Pisum, the genus of flowering plants in the legume family Fabaceae, is a widely studied model organism in plant biology research.
Also known as the common pea, this important food crop is cultivated for its edible seeds and pods, which are a rich source of proteins, carbohydrates, fiber, vitamins, and minerals, making them a nutritious addition to the human diet.
Researchers utilize Pisum to investigate various aspects of plant biology, including genetics, development, and environmental interactions.
The detailed study of Pisum can unlock secrets about plant evolution, adaptation, and potential applications in agriculture and biotechnology.
To optimize your Pisum research protocols, consider using the PubCompare.ai platform, which leverages AI-driven technology to help you locate the best protocols from literature, pre-prints, and patents, while providing detailed comparisons to ensure reproducibility and accuracy.
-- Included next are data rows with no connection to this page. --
PR #323, opened 2020-06-08
Fix non-deterministic issue for annotations in the generated data template code by using right schema location for typeref class template

BrianPin:
When rest.li process schema files to generate data template java code, the order of the input source file will cause the change in the annotation of the generated java class. For example:
When a PDL or PDSC file A contains a data schema definition in B, and B is a typeref, when the input is in order [A, B], the generated B's class annotation comment will have a different class name compare to the two file in order [B, A]
In depth, this is caused by parsing result's _schemaAndLocations entry was populated in different order when parsing is processed.


DPUkyle:
Amazing! Thanks Brian. Was your new test `TestPegasusDataTemplateGenerator` able to reproduce the problem before you implemented the fix?

cc: @Astro03

generator/src/test/java/com/linkedin/pegasus/generator/TestPegasusDataTemplateGenerator.java
```diff
@@ -205,4 +210,78 @@ private void testRunGenerator(String pegasusFilename, Map<String, String> expect
             file -> file.getName().replace(".java", ""),
             Function.identity()));
   }
+
+  @DataProvider(name = "withMultiDataTemplateCases")
+  private Object[][] createDataTemplateCases()
+  {
+    return new Object[][]
+        {
+            {"IsoDuration.pdsc", "PremiumService.pdsc"},
```
junchuanwang, line 219: can you test using PDL? not to say pdsc is not good for this kind of testing, But since we are migrating to PDL. Need to make sure PDL is actually working. Also if we use PDL now, we don't need to worry about later they are migrated in this MP

generator/src/main/java/com/linkedin/pegasus/generator/TemplateSpecGenerator.java
```diff
@@ -712,6 +712,7 @@ private ClassTemplateSpec generateFixed(FixedDataSchema schema)
 
   private TyperefTemplateSpec generateTyperef(TyperefDataSchema schema, TyperefDataSchema originalTyperefSchema)
   {
+    pushCurrentLocation(_schemaResolver.nameToDataSchemaLocations().get(schema.getFullName()));
```
junchuanwang, line 715: as we discussed offline, Please confirm if the inline typeref's dataSchemaLocation is also using enclosingSchema's location.

BrianPin: Junchuan, I confirmed this in my new added test case

generator/src/test/java/com/linkedin/pegasus/generator/TestPegasusDataTemplateGenerator.java
BrianPin: Yes, PDL cases are added

BrianPin:
> Amazing! Thanks Brian. Was your new test `TestPegasusDataTemplateGenerator` able to reproduce the problem before you implemented the fix?
> 
> cc: @Astro03

I was able to reproduce manually.
The way I test to repro is:
(inspired from talent solution api rmb diff comparison result)
1. Have a A.pdsc contain a field b which is defined in another pdsc called B
2. In B.pdsc, it has no field but itself is a typeref pointing to some primitive like string or long.
3. In the unit test of TestPegasusDataTemplateGenerator permute the input differently:
[A, B]
and 
[B, A]

the annotation comment of B.java will be different.
*It will be different only when I restart the test all over again.
In a subsequent test case, it will be the same.

BrianPin:
> Amazing! Thanks Brian. Was your new test `TestPegasusDataTemplateGenerator` able to reproduce the problem before you implemented the fix?
> 
> cc: @Astro03

generator/src/test/java/com/linkedin/pegasus/generator/TestPegasusDataTemplateGenerator.java
```diff
@@ -205,4 +208,123 @@ private void testRunGenerator(String pegasusFilename, Map<String, String> expect
...
+    String[] javaFilenames = Arrays.copyOfRange(testArgs, 2, testArgs.length);
+    testDataTemplateGenerationDeterministic(pegasusFilenames, javaFilenames);
+  }
+
+  @DataProvider(name = "with_inline_field_in_record_pdl")
+  private Object[][] createCasesWithInlineFieldInRecord()
+  {
+    return new Object[][]
+        {
+            {"BRecord.pdl", "InlineRecord.java", "BRecord.java"},
```
Astro03, line 255: I think the only 2 cases you need are 

  {"BRecord.pdl", "InlineRecord.java"},
  {"InlineRecord.java", "BRecord.pdl"},"

Unless you want to test duplicates  like you have here.

generator/src/test/resources/generator/BRecord.pdl
```diff
@@ -0,0 +1,3 @@
+record BRecord {
+  bField: record InlineRecord {}
+}
```
Astro03, line 3: nit: newline to end the file

generator/src/test/resources/referenceJava/ARecord.java
```diff
@@ -0,0 +1,135 @@
...
+import com.linkedin.data.schema.RecordDataSchema;
+import com.linkedin.data.schema.SchemaFormatType;
+import com.linkedin.data.template.DataTemplateUtil;
+import com.linkedin.data.template.GetMode;
+import com.linkedin.data.template.RecordTemplate;
+import com.linkedin.data.template.SetMode;
+
+
+/**
+ *
```
Astro03, line 15: nit: actual comments in the javadoc comment section

generator/src/test/resources/referenceJava/BRecord.java
```diff
@@ -0,0 +1,135 @@
...
+import com.linkedin.data.schema.RecordDataSchema;
+import com.linkedin.data.schema.SchemaFormatType;
+import com.linkedin.data.template.DataTemplateUtil;
+import com.linkedin.data.template.GetMode;
+import com.linkedin.data.template.RecordTemplate;
+import com.linkedin.data.template.SetMode;
+
+
+/**
+ *
```
Astro03, line 15: nit: fill javadoc comment out?

generator/src/test/java/com/linkedin/pegasus/generator/TestPegasusDataTemplateGenerator.java
```diff
@@ -205,4 +208,123 @@ private void testRunGenerator(String pegasusFilename, Map<String, String> expect
...
+  @Test(dataProvider = "with_inline_field_in_record_pdl")
+  public void testCasesWithInlineFieldInRecord(String[] testArgs)
+      throws Exception
+  {
+    String[] pegasusFilenames = Arrays.copyOfRange(testArgs, 0, 1);
+    String[] javaFilenames = Arrays.copyOfRange(testArgs, 1, testArgs.length);
+    testDataTemplateGenerationDeterministic(pegasusFilenames, javaFilenames);
+  }
+
+  private void testDataTemplateGenerationDeterministic(String[] pegasusFilenames, String[] javaFilenames)
```
Astro03, line 268: nit: testDataTemplateGenerationDeterminism  (the Deterministic in the sentence doesn't make sense)

generator/src/test/java/com/linkedin/pegasus/generator/TestPegasusDataTemplateGenerator.java
```diff
@@ -205,4 +208,123 @@ private void testRunGenerator(String pegasusFilename, Map<String, String> expect
...
+  {
+    return new Object[][]
+        {
+            {"IsoDuration.pdsc", "PremiumService.pdsc", "IsoDuration.java", "PremiumService.java", "PremiumServiceState.java", "AccountBalanceType.java"},
+            {"PremiumService.pdsc", "IsoDuration.pdsc", "IsoDuration.java", "PremiumService.java", "PremiumServiceState.java", "AccountBalanceType.java"},
+        };
+  }
+
+  @Test(dataProvider = "with_typeref_field_in_record_pdsc")
+  public void testDataTemplateGenerationOrderWithResolver(String[] testArgs)
```
Astro03, line 223: Oh, sorry, I just realized what you are doing with all these tests. 

Since you only really have one test with a nuance on the inputs, the better practice would be to have 1 DataProvider with your different tests as it's inputs. 

i.e. 

data resolver
{
  // typered fields with pdsc files
  { ...} 
  {...}
  // typeref field with pdl files
 { ...}
 { ... } 
 // inline field with pdsc files
 { ...} 
 {...}
 //inline field with pdl files
 { ...}
 { ...}
}

then your test would be just the one test you had.

generator/src/test/java/com/linkedin/pegasus/generator/TestPegasusDataTemplateGenerator.java
karthikbalasub, line 268: A better way to test this (and avoid having to update java files everytime code generation logic changes) is to take two arrays of Pegasus schemas as input (in different order) and then generate the source files and compare they are same.

BrianPin: That was my first attempt, sometime today in my chat with Astro, I changed to current way.
I think ...... I can do the original way

karthikbalasub: I think you can just generate MD5 for all the generated files together by xor-ing individual MD5s and compare. It would be simpler than current logic.
See https://stackoverflow.com/questions/47253864/order-independent-hash-in-java

generator/src/test/resources/generator/BRecord.pdl
BrianPin: done

generator/src/test/resources/referenceJava/BRecord.java
BrianPin: this is removed (by addressing Karthik's comment)

generator/src/test/java/com/linkedin/pegasus/generator/TestPegasusDataTemplateGenerator.java
BrianPin: thanks, addressed

generator/src/test/java/com/linkedin/pegasus/generator/TestPegasusDataTemplateGenerator.java
BrianPin: Yes, thanks, addressed into a single data provider "test_schema_permutation_deterministic"

BrianPin:
> Update the PR description to match the current logic.

sure

generator/src/test/java/com/linkedin/pegasus/generator/TestPegasusDataTemplateGenerator.java
```diff
@@ -205,4 +206,62 @@ private void testRunGenerator(String pegasusFilename, Map<String, String> expect
...
   }
+
+  @DataProvider(name = "test_schema_permutation_deterministic")
+  private Object[][] createPermutedDataTemplateCases()
+  {
+    return new Object[][]
+        {
+            {"IsoDuration.pdsc", "PremiumService.pdsc", "PremiumService.pdsc", "IsoDuration.pdsc"},
+            {"AField.pdl", "ARecord.pdl", "ARecord.pdl", "AField.pdl"},
+            {"BRecord.pdl", "BField.pdl", "BField.pdl", "BRecord.pdl"},
```
karthikbalasub, line 217: I suggest you return two arrays of strings as input. 
Eg
```
{{"IsoDuration.pdsc", "PremiumService.pdsc"}, {"PremiumService.pdsc", "IsoDuration.pdsc"}}
```
And add a comment explaining why order is important for this test.

generator/src/test/java/com/linkedin/pegasus/generator/TestPegasusDataTemplateGenerator.java
```diff
@@ -205,4 +206,62 @@ private void testRunGenerator(String pegasusFilename, Map<String, String> expect
...
+    System.setProperty(AbstractGenerator.GENERATOR_RESOLVER_PATH, String.format("@%s", argFile.toPath()));
+    String tempDirectoryPath1 = _tempDir.getAbsolutePath();
+    String[] mainArgs = new String[pegasusFilenames.length + 1];
+    mainArgs[0] = tempDirectoryPath1;
+    for (int i = 0; i < pegasusFilenames.length; i++)
+    {
+      mainArgs[i+1] = new File(pegasusDir + FS + pegasusFilenames[i]).getAbsolutePath();
+    }
+    PegasusDataTemplateGenerator.main(mainArgs);
+    File[] generatedFiles = _tempDir.listFiles((File dir, String name) -> name.endsWith(".java"));
```
karthikbalasub, line 247: Is this guaranteed to return the files sorted alphabetically?

generator/src/test/java/com/linkedin/pegasus/generator/TestPegasusDataTemplateGenerator.java
Astro03: I see that you changed to a single data provider but you still have only 1 input arrray into your test, then within your test, you split it up by dividing by 2. 

You should have two separate arrays, one for each variable. It makes it a lot easier to understand the logic within your code/test.

generator/src/test/java/com/linkedin/pegasus/generator/TestPegasusDataTemplateGenerator.java
Astro03: I was talking about this comment. What did i suggest?

generator/src/test/java/com/linkedin/pegasus/generator/TestPegasusDataTemplateGenerator.java
BrianPin: Both of the two points are addressed, I added a comment on the DataProvider, Please let me know if the comment is clear

generator/src/test/java/com/linkedin/pegasus/generator/TestPegasusDataTemplateGenerator.java
BrianPin: the returning files are not needed to be sorted, (if it sorts that is fine), the requirement is that for two consecutive calls of `_tempDir.listFiles` , the  returning files order shall be the same.

generator/src/test/java/com/linkedin/pegasus/generator/TestTemplateSpecGenerator.java
```diff
@@ -72,14 +74,18 @@
...
   public void initMocks() {
     MockitoAnnotations.initMocks(this);
     _uniqueNumberGenerator = new AtomicInteger();
-    Mockito.when(_resolver.nameToDataSchemaLocations()).thenReturn(Collections.singletonMap(INPUT_SCHEMA_NAME, _location));
+    _location = new StringDataSchemaLocation("location");
+    HashMap<String, DataSchemaLocation> schemaToLocation = new HashMap<>();
+    schemaToLocation.put(INPUT_SCHEMA_NAME, _location);
+    schemaToLocation.put(CUSTOM_TYPE_1.getFullName(), _location);
+    schemaToLocation.put(CUSTOM_TYPE_2.getFullName(), _location);
+    Mockito.when(_resolver.nameToDataSchemaLocations()).thenReturn(schemaToLocation);
```
BrianPin, line 88: This change here is happening is only because the test wasn't need to mock the schema location before, now it has to, so I have to patch this test, it is not because of any additional logic change

generator/src/test/java/com/linkedin/pegasus/generator/TestPegasusDataTemplateGenerator.java
karthikbalasub: I don't see that consecutive calls would return the same order: https://docs.oracle.com/javase/7/docs/api/java/io/File.html#listFiles()

I suggest sorting the generateFiles array to be sure this cannot cause flakiness.

generator/src/test/java/com/linkedin/pegasus/generator/TestPegasusDataTemplateGenerator.java
```diff
@@ -205,4 +206,64 @@ private void testRunGenerator(String pegasusFilename, Map<String, String> expect
...
+    return new Object[][]
+        {
+            {new String[]{"IsoDuration.pdsc", "PremiumService.pdsc"}, new String[]{"PremiumService.pdsc", "IsoDuration.pdsc"}},
+            {new String[]{"AField.pdl", "ARecord.pdl"}, new String[]{"ARecord.pdl", "AField.pdl"}},
+            {new String[]{"BRecord.pdl", "BField.pdl"}, new String[]{"BField.pdl", "BRecord.pdl"}},
+        };
+  }
+
+  @Test(dataProvider = "test_schema_permutation_determinisim")
+  public void testDataTemplateGenerationDeterminism(String[][] testArgs)
```
karthikbalasub, line 227: I guess I made a mistake in my suggestion, what I wanted is for this method to take 2 args:
(String[] inputSchemasOrder1, String[] inputSchemasOrder2)

Astro03: I agree, is this not how this test framework organizes the inputs for DataProviders?

BrianPin: This is addressed

BrianPin:
> Maybe extract the Comparator?
> 
> ```
> Comparator<String> byAbsolutePath = Comparator.comparing(File::getAbsolutePath);
> Arrays.sort(generatedFiles1, byAbsolutePath);
> Arrays.sort(generatedFiles2, byAbsolutePath);
> ```

@DPUkyle , When I do the suggestion of yours, the JDK says 
```
Non-static method cannot be referenced from a static context
```
I think it only works in unnamed comparator object where it can use the `File` instance for the method `getAbsolutePath`

BrianPin:
> Amazing! Thanks Brian. Was your new test `TestPegasusDataTemplateGenerator` able to reproduce the problem before you implemented the fix?
> 
> cc: @Astro03

@DPUkyle  @Astro03 
I am able to reproduce the problem if I remove my fix,
The key fact is I used the LinkedinHashMap in the parser result in order keep iterating over the HashMap consistently. 
So I think I have addressed all comments now

Astro03:
Is it still only true that you can reproduce the issue without your fix if the inputs to your test is exactly right? 

Did you resolve the issue where the tests need to start a new JVM for it to run the other way?

BrianPin:
> Is it still only true that you can reproduce the issue without your fix if the inputs to your test is exactly right?
> 
> Did you resolve the issue where the tests need to start a new JVM for it to run the other way?

@Astro03 , I resolved the issue where I don't need the JVM or test to restart to reproduce the issue.
It is because I changed the use of HashMap to LinkedHashMap
This way the order we insert things to the hash map is predictable.

For JVM internal reason, Java HashMap's iteration order is unpredictable and we can't rely on that.

Astro03:
Looks great!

This powerful tool can be your ally in achieving scientific excellence in your Pisum studies.
When working with Pisum, you may also encounter related terms and techniques, such as Phosphate buffer, PGEM-T Easy vector, NaCl, TOPO2.1, PBS, PMD18-T vector, LightCycler 480, DNase I, GoTaq DNA polymerase, and PrimerScript RT Reagent Kit, which can be useful in various experiments and analyses.
By incorporating these insights and techniques, you can unlock the full potential of your Pisum research and contribute to the growing understanding of this fascinating genus of plants.